= Beginning of Section =

PR #3783, opened 2024-01-09
Make the schema definition easier to parse programmatically

dominiklohmann:
This is an experimental branch for @dit7ya to play with: It changes the schema definition included with the response in `/serve` to a simpler to parse format for the app hosted at app.tenzir.com.

### DIFF
--- a/libtenzir/builtins/operators/serve.cpp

= End of Section =

*WORK ITEM:*
Extract every line from the one containing "Make the schema" to the end of the entries, including both of those lines, exactly as given and with nothing added.

*ANSWER FOR THIS EXERCISE:*
Make the schema definition easier to parse programmatically

dominiklohmann:
This is an experimental branch for @dit7ya to play with: It changes the schema definition included with the response in `/serve` to a simpler to parse format for the app hosted at app.tenzir.com.

### DIFF
--- a/libtenzir/builtins/operators/serve.cpp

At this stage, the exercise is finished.